April 5, 2011 § 4 Comments

Before coming to Cancun, I looked up the tours offered by the resort, some of which sounded amazing. ATV ride through the jungle? Horseback riding to a cenote? Sign me up PLEASE. But mother [& her wallet] had other ideas, so after some deliberation, we settled on a tour to Chichen Itza instead.

Not pictured: me dying of dehydration.

Neither my father nor brother wanted to go, and at $77/person, this full-day tour wasn’t exactly for the softcore tourist. My dad was actually grumpy about it, demanding why we would want to spend all day on a bus. My brother was more or less the same: “Have fun going to see a stupid pyramid.” It’s so difficult living with uncultured brutes. We gladly ditched them at the hotel.

We set off at 7:10 in the morning on a coach bus full of other tourists. Right away, we could tell that this wasn’t going to be some crappy quality tour, as the tour guides began the day by offering us orange juice, coffee and pastries. We had three conductors, each of whom was very good. I wish I had gotten pictures with them :(

Marco Antonio gave details and instructions on the places we were going to see, which were not simply limited to the Chichen Itza site. Tony, who was part Mayan, told us a brief history of the Yucatán province. “Don’t worry about leaving your belongings on the bus,” he said. “There are no more banditos in the area.” His eyes shifted. “They all left and became politicians.” LOL. Norma was our guide through Chichen Itza; she, too, was incredibly knowledgeable about the history of the place.

In elementary school, I was part of the gifted program, called Project Arrow.
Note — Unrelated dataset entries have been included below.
PR #1790, opened 2023-08-23
fix: disable submit button when exceeding counter maxlength

wescopeland:
Extracts the byte count util from the character count util and reuses it in some Alpine.js directives to disable the submit button when appropriate.


Jamiras:
Verified the behavior. I can no longer submit a motto that is 50 characters long, but more than 50 bytes long.

However, there's no visual indication that the button is disabled. The only feedback is the "Changed" banner _not_ appearing when clicking on the button.

Can we turn the button text red or remove the hover highlight when it's disabled?

wescopeland:
Good idea. I've added some styles to `.btn` to better give a visual cue if it's disabled. Since red is used semantically to designate an error or danger (including on buttons that are not disabled, such as resetting progress), I went with the muted text color instead.

Screenshot 2023-08-24 at 11 03 25 PM

Jamiras (approved):

wescopeland:
Good catch, added more handling for new lines to address this in https://github.com/RetroAchievements/RAWeb/pull/1790/commits/7b4055451f49a2f7bd2d057eefa6051b0104d7d3.

Jamiras:
Pasting the text immediately reports 2004/2000. The button remains non-functional until enough characters are deleted to display 2000/2000, but the counter still displays in red at that time (while the submission is enabled and succeeds). At 1999/2000 the counter changes to blue.

Per my previous comment, I felt that having the counter red at 2000/2000 was more important than the newlines, but thanks for fixing that anyway.

wescopeland:
As of latest, the counter will no longer receive the danger color if the character count is less than or equal to the maxlength limit.

Jamiras (approved):

PR #1793, opened 2023-08-24
fix: change '- points' label to 'No achievements'

wescopeland:
Changes "- points" on similar games rows on game pages to instead show "no achievements".

Screenshot 2023-08-24 at 5 27 40 PM

### DIFF
--- a/resources/views/platform/components/game/similar-game-table-row.blade.php
+++ b/resources/views/platform/components/game/similar-game-table-row.blade.php
@@ -23,17 +23,18 @@
             <div class="flex flex-col items-end">
                 <p class="text-2xs whitespace-nowrap {{ $totalPoints === 0 ? 'text-text-muted' : '' }}">
                     <span @if ($totalPoints > 0) class="font-semibold" @endif>
-                        {{ $totalPoints > 0 ? localized_number($totalPoints) : '-' }}
+                        @if ($totalPoints > 0)
+                            {{ localized_number($totalPoints) }} points
+                        @else
+                            No achievements
+                        @endif
                     </span>
-                    points
                 </p>
 
                 <x-points-weighted-container>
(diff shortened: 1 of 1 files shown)


Jamiras:
I like the text better, but I don't like the fact that it makes that column so much wider.

Before:
image

After:
image

Would "N/A", "none", or "no points" work?

wescopeland:
That is kind of gross, isn't it? How about "n/a" (all lowercased)? Do you have a preference on "N/A" vs "n/a"?

Jamiras:
Google isn't very clear on which is preferred. Wikipedia implies lowercase is used less, but the Cambridge dictionary prioritizes the lowercase version.

When in doubt, try it out!

image

image

I prefer the capitalized version, but not strongly enough to argue about it.

wescopeland:
No strong preference from me so I'll defer to the one you prefer.

Updated in https://github.com/RetroAchievements/RAWeb/pull/1793/commits/fe52832bf5f4c5548d55331596dde52b9d83a312. I did also add a `title` attribute just in case anyone gets confused by what "N/A" means.

luchaos:
Personally, I prefer to not show anything if there's nothing to show

wescopeland:
I think if the entire list contains games with an empty state, it is non-obvious that any of them are empty without performing some kind of interaction. That would be my only reservation.

wescopeland:
No problem. I've removed the "N/A" label and set a min width on the 2nd column if the game is fully featured but has no points. If it's a hub, the 2nd column is still removed.

Mindhral:
I know this is a bit old, but is there any reason for excluding hubs lines from having the same number of columns as the other lines ?
https://github.com/RetroAchievements/RAWeb/blob/b0e5d0ef7b3d2d240e41b372b7cbce04a5feb1bd/resources/views/platform/components/game/similar-game-table-row.blade.php#L39-L41

It kind of breaks the alternating colors of rows:
image

PR #1795, opened 2023-08-25
fix: use btn class on missed buttons

wescopeland:
Adds `.btn` class names to a few missed buttons from https://github.com/RetroAchievements/RAWeb/pull/1774. Currently, these button elements appear in the UI as plain unstyled text.


luchaos (approved):
I found two other files in https://github.com/RetroAchievements/RAWeb/pull/1796 that have unstyled buttons - should those remain styled as "links"?
(leaderboardList and ticketmanager)

wescopeland:
Good finds - I didn't catch those. Your PR was more thorough than mine 😅 I've cherry-picked those changes over to here.

PR #1796, opened 2023-08-25
fix(buttons): add missing btn classes

luchaos:
Some buttons lost their styling after the last button changes.


luchaos:
Duplicate of https://github.com/RetroAchievements/RAWeb/pull/1796 - should've reloaded the PRs list first...

PR #1797, opened 2023-08-25
fix(testBeatenGame): remove activity tracking

wescopeland:
Resolves https://discord.com/channels/476211979464343552/1026595325038833725/1144590443456237681.


luchaos (approved):

app/Community/Enums/ActivityType.php
```diff
@@ -27,8 +27,6 @@ abstract class ActivityType
 
     public const ClosedTicket = 10;
 
-    public const BeatGame = 11;
```
Jamiras, line 30: There are 70k entries in the Activity table with ActivityType=11. Do those need to be deleted, or should this enum value be kept?

app/Helpers/database/player-game.php
```diff
@@ -115,10 +115,6 @@ function testBeatenGame(int $gameId, string $user, bool $postBeaten): array
                 displayOrder: 0
             );
         }
-
-        if (!RecentlyPostedProgressionActivity($user, $gameId, $awardMode, ActivityType::BeatGame)) {
-            postActivity($user, ActivityType::BeatGame, $gameId, $awardMode);
-        }
```
Jamiras, line 121: It does seem weird that `postActivity` would update the `LastLogin` field, but it seems like it's being used as a "Last Activity" timestamp, so it's logically correct.
image

My understanding of the issue is that this is being called from some sort of background task to fill in missing information. In that case, either the activity needs to be back-dated, or just ignored.

In the normal use case, this seems like it should be expected. Maybe the `$postBeaten` check on line 105 should only apply to line 119, as the `HasSiteAward` should be sufficient to prevent doubling up on the SiteAward. Then the normal case would always pass true, and the recalculate case would pass false.

For now, removing this code seems reasonable. It can be properly addressed later.

app/Community/Enums/ActivityType.php
wescopeland: I am not sure what the correct strategy here is. If we're planning on dropping the whole table eventually anyway, it may not be a big deal to keep these around.

Jamiras: @luchaos - thoughts? Keep the enum or delete the records?

luchaos: let's keep the entries and enum for now - this way we can technically reconstruct the last login dates by looking up BeatGame activities.

wescopeland: Value restored in https://github.com/RetroAchievements/RAWeb/pull/1797/commits/dbc409eb429380cb63da081b058bf3f72762959d.

PR #1800, opened 2023-08-25
fix(buttons): add missing btn classes and button types to buttons

luchaos:


app/Helpers/render/comment.php
```diff
@@ -187,10 +187,10 @@ class="comment-textarea"
                             id="comment_textarea_$commentId"
                             oninput="autoExpandTextInput(this)"
                         ></textarea>
-                        <button class="comment-submit-button">
+                        <button class="btn comment-submit-button">
                             <img src="$submitImageUrl" alt="Submit">
                         </button>
-                        <span class="comment-loading-indicator">
+                        <span class="btn comment-loading-indicator">
```
Jamiras, line 193: `btn` style on a span?

app/Helpers/render/layout.php
```diff
@@ -210,7 +210,7 @@ function RenderToolbar(): void
         echo "<li>";
         echo "<form action='/request/auth/logout.php' method='post'>";
         echo csrf_field();
-        echo "<button class='p-0 bg-transparent text-gray-200 border-0 w-full'>Logout</button>";
+        echo "<button class='btn p-0 bg-transparent text-gray-200 border-0 w-full'>Logout</button>";
```
Jamiras, line 213: This is in the menu. Do we really want it to look like a button? (I don't actually see any difference)

wescopeland:
Per https://discord.com/channels/476211979464343552/1026595325038833725/1144748736120103054, we may need to adjust the button on manageclaims.php as well.

luchaos:
> Per https://discord.com/channels/476211979464343552/1026595325038833725/1144748736120103054, we may need to adjust the button on manageclaims.php as well.

thanks! addressed in https://github.com/RetroAchievements/RAWeb/pull/1800/commits/f9f8dd5a77db6e5896b52c1d8f5bc4de85792ea4

app/Helpers/render/comment.php
luchaos: Huh, I thought it needs that for the loading icon to keep the same padding as the submit button but it turned out that loading indicator isn't even in use anymore. Removed it in https://github.com/RetroAchievements/RAWeb/pull/1800/commits/6ffe06ffd98eae79140f4b86646f465f597ed66e

app/Helpers/render/layout.php
luchaos: I thought it would require that to make the defaults work. Turned out it'S the other way around because of the global styling from before; it does not need any of those classes anymore because it's fully styled via explicit menu button styles.
Removed in https://github.com/RetroAchievements/RAWeb/pull/1800/commits/debc7dd377d33adc83f24a9c0782c788b265a3a7

Jamiras (approved):

PR #2801, opened 2024-11-02
fix: save user's LastLogin value on page navigation

wescopeland:
Currently, `$user->LastLogin` is being set when `authenticateFromCookie()` is called and when a player activity record is stored.

In other words, for any page that doesn't use `authenticateFromCookie()`, the `LastLogin` value is not updated when navigating to that page (ie: all Inertia pages, maybe Folio pages too?).

Our active player count on the home page is being underreported as a result of this issue.

This PR:
* Adds a new middleware which runs on page navigation. The middleware updates the user's `LastLogin` value if they are authenticated.

### DIFF
--- a/app/Http/Middleware/UpdateLastLogin.php
+++ b/app/Http/Middleware/UpdateLastLogin.php
@@ -1,0 +1,27 @@
+<?php
+
+declare(strict_types=1);
+
+namespace App\Http\Middleware;
+
+use App\Models\User;
+use Carbon\Carbon;
+use Closure;
+use Illuminate\Http\Request;
+use Illuminate\Support\Facades\Auth;
+
+class UpdateLastLogin
+{
+    public function handle(Request $request, Closure $next): mixed
+    {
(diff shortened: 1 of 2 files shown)


app/Http/Middleware/UpdateLastLogin.php
```diff
@@ -0,0 +1,27 @@
...
+class UpdateLastLogin
+{
+    public function handle(Request $request, Closure $next): mixed
+    {
+        /** @var ?User $user */
+        $user = Auth::user();
+
+        if ($user) {
+            $user->LastLogin = Carbon::now();
+            $user->save();
```
Jamiras, line 22: Since this runs on all pages, should the equivalent code be removed from `authenticateFromCookie`?

wescopeland: Good call. Removed from `authenticateFromCookie` in latest.

Jamiras (approved):

PR #2802, opened 2024-11-02
feat(home): implement `HomeController::index()`

wescopeland:
This is PR 2 of the React home page migration, and a follow-up to https://github.com/RetroAchievements/RAWeb/pull/2772. These are the planned steps of the migration:

PR 1 of 4: Build some basic components with hardcoded data. Lots of functionality missing, no back-end.
**PR 2 of 4: (we are here) Use real data from the back-end / Laravel controllers rather than hardcoded data.**
PR 3 of 4: Rebuild the Active Players component.
PR 4 of 4: Finalize the swap of the PHP home page for the React home page.

Note related to news: there are new changes in https://github.com/RetroAchievements/RAWeb/pull/2572, a previously-approved PR.

Rather than a before and after, I will include screenshots of what the UI looks like on my local machine now that the components are receiving real data:

Screenshot 2024-11-02 at 5 38 29 PM

Screenshot 2024-11-02 at 5 39 18 PM

Screenshot 2024-11-02 at 5 39 25 PM

The UI has 100% code coverage, and all the back-end code is fairly close with 90%+. I will add comments in the code itself below for things that I feel should be highlighted.


resources/views/layouts/app.blade.php
wescopeland, line 1: There is a bug here that will need to be mitigated in a subsequent PR.

Currently, when you navigate to another Inertia page from `demo.home`, the giant RetroAchievements logo at the top of the page doesn't disappear. This is because it's a client-side navigation rather than a full page reload.

tests/Feature/Http/Controllers/HomeControllerTest.php
```diff
@@ -0,0 +1,665 @@
...
+        $game = Game::factory()->create([
+            'ConsoleID' => $system->id,
+        ]);
+
+        // TODO use event achievements
+        $achievement = Achievement::factory()->create([
+            'ID' => 9,
+            'Title' => 'That Was Easy',
+            'GameID' => $game->id,
+        ]);
```
wescopeland, line 158: Just noting more things to update here when we cut over to using event achievements.

app/Community/Actions/BuildThinRecentForumPostsDataAction.php
```diff
@@ -0,0 +1,89 @@
...
+         * syntax highlighting.
+         */
+        $results = DB::select(<<<SQL
+            SELECT LatestComments.DateCreated AS PostedAt,
+                LatestComments.Payload,
+                ua.User as Author,
+                ua.display_name as AuthorDisplayName,
+                ua.RAPoints,
+                ua.Motto,
+                ft.ID AS ForumTopicID,
```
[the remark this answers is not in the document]
gboquizosanchez: And something like this or similar? 

```
$subQuery = DB::table('ForumTopicComment as ftc')
    ->select('*')
    ->whereRaw($userClause)
    ->orderBy('ftc.DateCreated', 'desc')
    ->limit($limit + 20); // cater for spam messages

$latestComments = DB::table(DB::raw("({$subQuery->toSql()}) as LatestComments"))
    ->mergeBindings($subQuery)
    ->join('ForumTopic as ft', 'ft.ID', '=', 'LatestComments.ForumTopicID')
    ->leftJoin('Forum as f', 'f.ID', '=', 'ft.ForumID')
    ->leftJoin('UserAccounts as ua', 'ua.ID', '=', 'LatestComments.author_id')
    ->select([
        'LatestComments.DateCreated as PostedAt',
        'LatestComments.Payload',
        'ua.User as Author',
        'ua.display_name as AuthorDisplayName',
        'ua.RAPoints',
        'ua.Motto',
        'ft.ID as ForumTopicID',
        'ft.Title as ForumTopicTitle',
        'LatestComments.author_id as author_id',
        'LatestComments.ID as CommentID'
    ])
    ->where('ft.RequiredPermissions', '<=', $permissions ?? Permissions::Unregistered)
    ->whereNull('ft.deleted_at')
    ->orderBy('LatestComments.DateCreated', 'desc')
    ->limit($limit)
    ->get();
```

It was there that I was first exposed to the Mayan civilization, with their dots and dashes and hoop ball game and astronomy. Looking at historical artifacts arranged behind glass in museums is incredibly boring, but learning the history while seeing the structures up close was immensely gratifying to the brain. This is the land where they walked. This is the alter where they sacrificed humans.


Imagine hitting a ball through that little hoop with a paddle o_0

I learned things such as the fact that Mayans sacrificed young boys, not girls. The adults who were beheaded and otherwise sacrificed were considered heroes who gave up their lives for the good of the people. Mayans had a fixation with serpents and planetary movements. There was a small stone hump on their alter because it’s easier to tear somebody’s heart out of his chest when his back is arched. White limestone highways are blinding to walk on during the hot day, but they glow in the moonlight. It is commonly accepted that Mayans had Asiatic roots. The ball game that they played wasn’t for sport; it was a religious ritual, and the winner was beheaded as an honor. It’s false that Mayans no longer exist — apparently they are 7 million strong.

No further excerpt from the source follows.